▶ Exercise details: Could you set down exactly the lines of the data below, starting at the one that holds "michaelwmcnamara: I'm not sure." and ending at the one that holds "As of https://github.com/scanamo/scanamo/pull/486", both included, and only those?

▶ Task input:

PR #702, opened 2022-03-14
Update teamcity-agent role to work on ARM

nicl:
## What does this change?

Add ARM support to the `teamcity-agent` role so that we can switch to Graviton.

## How to test

Simple local testing seems difficult on an M1 mac (no virtualbox) and having issues running the main app locally too, so testing on CODE for now.

### DIFF
--- a/roles/teamcity-agent/tasks/main.yml
+++ b/roles/teamcity-agent/tasks/main.yml
@@ -95,10 +95,17 @@
 - name: disable systemd as default ddns server
   shell: ln -sf /run/systemd/resolve/resolv.conf /etc/resolv.conf
 
-- name: set default java version # to get available versions run `update-java-alternatives --list`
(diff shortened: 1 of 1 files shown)


philmcmahon:
Is there a risk of breaking builds that don't work on ARM? Though I guess most of our stuff runs on ARM now so this is probably better than the current view of the world

nicl:
@philmcmahon yeah definitely. We're trialling Graviton on tools projects at the moment to get a sense of things. Eventual roll-out strategy is still TBD. We may shift everyone to Graviton and provide an opt-out, or introduce Graviton as optional for a bit to allow people to switch over at a more leisurely pace.

There will be some projects that do not run on ARM so, whichever approach we take, we will support ARM and x86 agent spot fleets for the foreseeable future.

PR #708, opened 2022-03-21
Remove Log streaming from showBake page - second attempt

michaelwmcnamara:
## What does this change?
This PR fixes and reinstates https://github.com/guardian/amigo/pull/700 - "Remove Log streaming from showBake page".
That PR was reverted as we discovered that in removing the log-streaming it also removed a trigger to generate encrypted AMI's should they be requested in the recipe.
The reason this broke is that the trigger used was the occurrence of a "bake completed" message in the logs.

Like its predecessor, this PR removes the streaming for the showBake page - including the log streaming to make an upgrade to scala 2.13 possible.
However, instead of removing the trigger to generate an encrypted AMI, this new PR instead sources the trigger from the Akka actors notifications API, using a BakeEvent to signal completion of the Bake rather than relying on the (now removed) Log streams.

## How to test

Deploy to CODE 
Bake a supported recipe, making sure to add a request for an encrypted AMI to be built - by adding the account id of the accounts you want it built in to the request-encrypted-copy field. 
When the recipe has baked, inspect the  "recent bakes" field of the recipes page: There should be a copy of the baked AM, with "Encrypted tag: true' for each of the AWS accounts you entered in the request-encrypted-copy field.


jacobwinch (approved):
👍

PR #712, opened 2022-04-04
Update sbt

michaelwmcnamara:
## What does this change?

This change updates scala to use version 2.13.
In order to achieve this many dependencies, and plugins have also needed to be updated to compatible versions.
These in turn required code changes to use updated method calls and remove calls to deprecated functions

## How to test
Test by 
- running unit tests locally
- running amigo locally
- deploying amigo to code and running a bake there.

Amigo is running on scala 2.13
Nothing unexpected is happening on any of the recipes baked by this new version of amigo.


app/components/AppComponents.scala
```diff
@@ -115,20 +112,18 @@ class AppComponents(context: Context, identity: AppIdentity)
...
   // initialise logging
   val elkLoggingStream = configuration.get[Option[String]]("elk.loggingStream")
   val elkLogging = new ElkLogging(identity, elkLoggingStream, awsCredsForV1)
 
   implicit val dynamo = {
-    val dynamoClient: AmazonDynamoDB = AmazonDynamoDBClient.builder()
-      .withCredentials(awsCredsForV1)
-      .withRegion(region)
-      .withClientConfiguration(clientConfiguration)
+    val credentialsProvider = StaticCredentialsProvider.create(awsCredsForV2.resolveCredentials())
```
akash1810, line 123: Does `StaticCredentialsProvider` still use the `InstanceProfile`?

app/data/BakeLogs.scala
```diff
@@ -23,42 +25,27 @@ object BakeLogs extends Loggable {
...
-      unprocessedKeys = unprocessedItems.map(_.getDeleteRequest.getKey.asScala.toMap).toList
-      unprocessedKey <- unprocessedKeys
-    } yield unprocessedKey
-
-    if (unprocessedKeys.nonEmpty) {
-      log.warn(s"${unprocessedKeys.size} log entries not processed during deletion, trying again - attempt $attempt")
-      // avoid overwhelming the DB by pausing briefly before mopping up
-      Thread.sleep(BATCH_PAUSE)
-      doDelete(UniqueKeys(unprocessedKeys.toSet), attempt + 1)
-    }
```
akash1810, line 61: Does Scanamo do this recursion now? 😍

app/data/Dynamo.scala
```diff
@@ -76,8 +104,8 @@ class Dynamo(val client: AmazonDynamoDB, stage: String) extends Loggable {
 
   @tailrec
   private def waitForTableToBecomeActive(name: String): Unit = {
-    Try(Option(client.describeTable(name).getTable)).toOption.flatten match {
-      case Some(table) if table.getTableStatus == TableStatus.ACTIVE.toString => ()
+    Try(Option(client.describeTable(generateDescribeTableRequest(name)))).toOption.flatten match {
```
akash1810, line 107: We're moving from `getTable` to `describeTable`, does the instance have the relevant permissions here?

For a future PR: we should create these tables with IaC.

akash1810 (approved):
LGTM! Added a question about IAM permissions. Great work.

nicl (approved):
Looks great!

Something we discussed (and probably merits a Trello card) is to migrate away from the Kinesis Logback Appender. But that is definitely beyond scope here.

app/components/AppComponents.scala
akash1810: Ah I thought `StaticCredentialsProvider` would be API credentials via a key/secret rather than the `InstanceProfile`. Sounds like I'm mistaken though, which is great!

app/data/BakeLogs.scala
michaelwmcnamara: I'm not sure.
As of https://github.com/scanamo/scanamo/pull/486 deleteAll returns Unit. This looks to be because ScanamoFree.deleteAll now uses a "traverse" method from the cats library to run the deletes. According to the comments, this method does not have any way to accumulate results and now returns a value of "void".

If we want to keep this recursion, I could run a for loop across the set of UniqueKeys and use the vanilla "delete" method  on them. This still returns a result. Let me know if I should attempt this.

app/data/Dynamo.scala
michaelwmcnamara: Looking at the cloudformation snapshot, it has wildcard ('*') permissions for any table with a title matching: 
"arn:aws:dynamodb:*:*:table/amigo-PROD-*"
 Definitely worth looking into creating tables with IaC as a future PR.

app/components/AppComponents.scala
nicl: Update, this did indeed break things! Thanks @akash1810 for thorough review and making it easy to debug the issue. The fix (now merged) is here: https://github.com/guardian/amigo/pull/725

PR #1655, opened 2025-12-26
chore(coprocessor): disable default features for pinned bincode

Ocheretovich:
Explicitly disables default features for the pinned bincode dependency to avoid potential feature drift.
No version or behavior change intended.


Ocheretovich:
Re-trigger CLA check, please.

PR #1680, opened 2025-12-30
fix(kms-connector): reduce port collision in tests

eudelins-zama:
Closes https://github.com/zama-ai/fhevm-internal/issues/825

I reduce the usage of the `pick_free_port` fn as much as possible, because I suspect it to be responsible for port collisions in integration tests due to race conditions (see our slack discussion for more details).

I still use this fn for healthcheck tests, because it is more convenient this way, and these tests are run "alone", so I think the race condition is less likely to happen.


dartdart26 (approved):

eudelins-zama:
@mergifyio queue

▶ Response to this exercise:
michaelwmcnamara: I'm not sure.
As of https://github.com/scanamo/scanamo/pull/486 deleteAll returns Unit. This looks to be because ScanamoFree.deleteAll now uses a "traverse" method from the cats library to run the deletes. According to the comments, this method does not have any way to accumulate results and now returns a value of "void".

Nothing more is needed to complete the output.